Your response should reproduce every line of the entries that contains the word "clients".

Stored items:
******************************

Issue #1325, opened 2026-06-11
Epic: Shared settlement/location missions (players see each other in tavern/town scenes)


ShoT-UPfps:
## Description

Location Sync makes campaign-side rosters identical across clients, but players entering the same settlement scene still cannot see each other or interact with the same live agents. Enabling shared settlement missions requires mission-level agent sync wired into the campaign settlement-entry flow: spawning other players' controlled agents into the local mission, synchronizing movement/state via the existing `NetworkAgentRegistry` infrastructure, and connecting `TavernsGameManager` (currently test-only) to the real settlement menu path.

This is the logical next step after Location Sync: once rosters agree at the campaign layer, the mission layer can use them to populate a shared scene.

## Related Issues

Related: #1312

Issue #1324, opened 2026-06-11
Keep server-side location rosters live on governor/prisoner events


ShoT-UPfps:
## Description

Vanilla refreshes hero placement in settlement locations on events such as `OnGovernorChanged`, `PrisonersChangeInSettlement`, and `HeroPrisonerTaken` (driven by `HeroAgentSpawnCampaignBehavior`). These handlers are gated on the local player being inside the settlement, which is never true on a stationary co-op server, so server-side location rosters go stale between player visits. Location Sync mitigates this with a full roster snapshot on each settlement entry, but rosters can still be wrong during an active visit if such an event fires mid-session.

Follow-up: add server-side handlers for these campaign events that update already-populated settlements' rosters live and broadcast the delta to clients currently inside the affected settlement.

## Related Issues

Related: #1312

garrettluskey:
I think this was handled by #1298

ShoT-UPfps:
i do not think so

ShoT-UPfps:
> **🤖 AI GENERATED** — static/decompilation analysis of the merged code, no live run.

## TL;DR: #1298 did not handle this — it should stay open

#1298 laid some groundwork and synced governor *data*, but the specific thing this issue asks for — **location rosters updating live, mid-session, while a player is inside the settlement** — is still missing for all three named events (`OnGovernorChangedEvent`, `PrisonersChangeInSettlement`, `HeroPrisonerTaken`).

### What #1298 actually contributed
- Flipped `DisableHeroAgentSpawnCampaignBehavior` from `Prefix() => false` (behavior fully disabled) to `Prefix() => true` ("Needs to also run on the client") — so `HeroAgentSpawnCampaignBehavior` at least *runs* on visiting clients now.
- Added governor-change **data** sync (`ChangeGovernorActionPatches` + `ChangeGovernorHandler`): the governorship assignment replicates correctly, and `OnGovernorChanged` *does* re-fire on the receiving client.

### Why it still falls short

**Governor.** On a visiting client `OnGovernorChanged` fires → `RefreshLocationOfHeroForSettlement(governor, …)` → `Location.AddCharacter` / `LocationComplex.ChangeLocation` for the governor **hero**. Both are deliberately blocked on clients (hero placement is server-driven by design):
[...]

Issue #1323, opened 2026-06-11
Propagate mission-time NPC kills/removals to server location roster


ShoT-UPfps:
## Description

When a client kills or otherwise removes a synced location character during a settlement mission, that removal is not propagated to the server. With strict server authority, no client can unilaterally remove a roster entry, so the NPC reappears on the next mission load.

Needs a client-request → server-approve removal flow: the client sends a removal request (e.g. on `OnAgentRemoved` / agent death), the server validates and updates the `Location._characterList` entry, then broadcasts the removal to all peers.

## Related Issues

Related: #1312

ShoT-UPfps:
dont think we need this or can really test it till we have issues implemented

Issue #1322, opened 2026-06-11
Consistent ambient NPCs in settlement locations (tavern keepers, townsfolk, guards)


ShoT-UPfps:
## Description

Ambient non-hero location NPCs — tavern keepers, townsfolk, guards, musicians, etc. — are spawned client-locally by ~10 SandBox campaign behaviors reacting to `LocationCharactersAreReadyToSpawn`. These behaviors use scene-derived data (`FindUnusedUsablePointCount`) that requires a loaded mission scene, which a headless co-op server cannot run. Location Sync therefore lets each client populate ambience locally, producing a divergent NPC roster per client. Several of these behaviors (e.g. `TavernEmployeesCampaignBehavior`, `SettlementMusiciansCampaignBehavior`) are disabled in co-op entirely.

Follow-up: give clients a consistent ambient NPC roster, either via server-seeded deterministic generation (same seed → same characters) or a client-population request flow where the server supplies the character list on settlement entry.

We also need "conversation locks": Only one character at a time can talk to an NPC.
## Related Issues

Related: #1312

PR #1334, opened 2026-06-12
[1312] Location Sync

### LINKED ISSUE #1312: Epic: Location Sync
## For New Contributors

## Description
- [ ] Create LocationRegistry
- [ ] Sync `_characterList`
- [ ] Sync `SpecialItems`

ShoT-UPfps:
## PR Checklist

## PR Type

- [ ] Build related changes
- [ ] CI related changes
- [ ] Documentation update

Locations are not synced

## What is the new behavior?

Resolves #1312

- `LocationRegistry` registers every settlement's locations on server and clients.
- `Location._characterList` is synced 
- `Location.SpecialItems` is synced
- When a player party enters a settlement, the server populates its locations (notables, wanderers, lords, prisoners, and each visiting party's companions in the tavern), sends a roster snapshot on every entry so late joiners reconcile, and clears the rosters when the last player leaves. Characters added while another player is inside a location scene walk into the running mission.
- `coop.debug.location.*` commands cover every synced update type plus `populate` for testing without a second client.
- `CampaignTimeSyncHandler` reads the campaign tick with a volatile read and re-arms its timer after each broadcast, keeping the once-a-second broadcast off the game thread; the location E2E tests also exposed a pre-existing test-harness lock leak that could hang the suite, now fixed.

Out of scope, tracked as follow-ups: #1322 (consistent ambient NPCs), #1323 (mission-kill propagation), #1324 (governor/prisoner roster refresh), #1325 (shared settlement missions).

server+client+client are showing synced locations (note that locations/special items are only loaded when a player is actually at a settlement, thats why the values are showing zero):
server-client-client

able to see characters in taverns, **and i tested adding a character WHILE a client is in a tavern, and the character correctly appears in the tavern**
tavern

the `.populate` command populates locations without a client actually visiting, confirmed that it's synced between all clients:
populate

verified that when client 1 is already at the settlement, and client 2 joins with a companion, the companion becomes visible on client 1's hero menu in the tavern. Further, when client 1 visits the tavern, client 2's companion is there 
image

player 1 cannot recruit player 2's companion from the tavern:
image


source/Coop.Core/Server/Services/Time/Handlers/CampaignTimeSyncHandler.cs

******************************

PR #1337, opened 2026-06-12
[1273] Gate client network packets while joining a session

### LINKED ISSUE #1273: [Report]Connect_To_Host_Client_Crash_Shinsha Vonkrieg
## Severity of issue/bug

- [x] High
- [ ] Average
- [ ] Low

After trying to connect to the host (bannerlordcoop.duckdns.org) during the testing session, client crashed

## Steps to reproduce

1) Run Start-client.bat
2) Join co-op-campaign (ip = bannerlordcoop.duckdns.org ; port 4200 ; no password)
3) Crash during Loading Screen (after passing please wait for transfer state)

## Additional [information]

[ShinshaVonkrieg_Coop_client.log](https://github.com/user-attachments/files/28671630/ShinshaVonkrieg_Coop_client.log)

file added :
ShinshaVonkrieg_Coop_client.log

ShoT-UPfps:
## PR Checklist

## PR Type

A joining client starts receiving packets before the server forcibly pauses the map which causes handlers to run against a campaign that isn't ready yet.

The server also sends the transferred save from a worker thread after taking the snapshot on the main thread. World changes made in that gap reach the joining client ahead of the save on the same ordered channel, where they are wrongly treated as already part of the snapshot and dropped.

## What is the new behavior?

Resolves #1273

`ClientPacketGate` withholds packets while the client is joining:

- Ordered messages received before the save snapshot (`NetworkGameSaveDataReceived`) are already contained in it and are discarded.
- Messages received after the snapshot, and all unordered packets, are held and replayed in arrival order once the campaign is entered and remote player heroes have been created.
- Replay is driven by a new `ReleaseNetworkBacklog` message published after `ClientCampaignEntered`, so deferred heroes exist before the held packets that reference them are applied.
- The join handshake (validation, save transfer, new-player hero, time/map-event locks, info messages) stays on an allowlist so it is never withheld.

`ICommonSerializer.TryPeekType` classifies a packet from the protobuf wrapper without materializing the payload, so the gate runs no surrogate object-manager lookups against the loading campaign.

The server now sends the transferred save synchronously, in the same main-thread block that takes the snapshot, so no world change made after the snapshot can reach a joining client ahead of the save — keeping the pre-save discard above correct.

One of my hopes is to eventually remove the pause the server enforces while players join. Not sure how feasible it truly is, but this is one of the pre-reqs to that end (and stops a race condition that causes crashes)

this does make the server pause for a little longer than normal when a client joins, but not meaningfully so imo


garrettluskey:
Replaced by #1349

******************************

• Answer for the task
Location Sync makes campaign-side rosters identical across clients, but players entering the same settlement scene still cannot see each other or interact with the same live agents. Enabling shared settlement missions requires mission-level agent sync wired into the campaign settlement-entry flow: spawning other players' controlled agents into the local mission, synchronizing movement/state via the existing `NetworkAgentRegistry` infrastructure, and connecting `TavernsGameManager` (currently test-only) to the real settlement menu path.
Follow-up: add server-side handlers for these campaign events that update already-populated settlements' rosters live and broadcast the delta to clients currently inside the affected settlement.
- Flipped `DisableHeroAgentSpawnCampaignBehavior` from `Prefix() => false` (behavior fully disabled) to `Prefix() => true` ("Needs to also run on the client") — so `HeroAgentSpawnCampaignBehavior` at least *runs* on visiting clients now.
**Governor.** On a visiting client `OnGovernorChanged` fires → `RefreshLocationOfHeroForSettlement(governor, …)` → `Location.AddCharacter` / `LocationComplex.ChangeLocation` for the governor **hero**. Both are deliberately blocked on clients (hero placement is server-driven by design):
Follow-up: give clients a consistent ambient NPC roster, either via server-seeded deterministic generation (same seed → same characters) or a client-population request flow where the server supplies the character list on settlement entry.
- `LocationRegistry` registers every settlement's locations on server and clients.
the `.populate` command populates locations without a client actually visiting, confirmed that it's synced between all clients:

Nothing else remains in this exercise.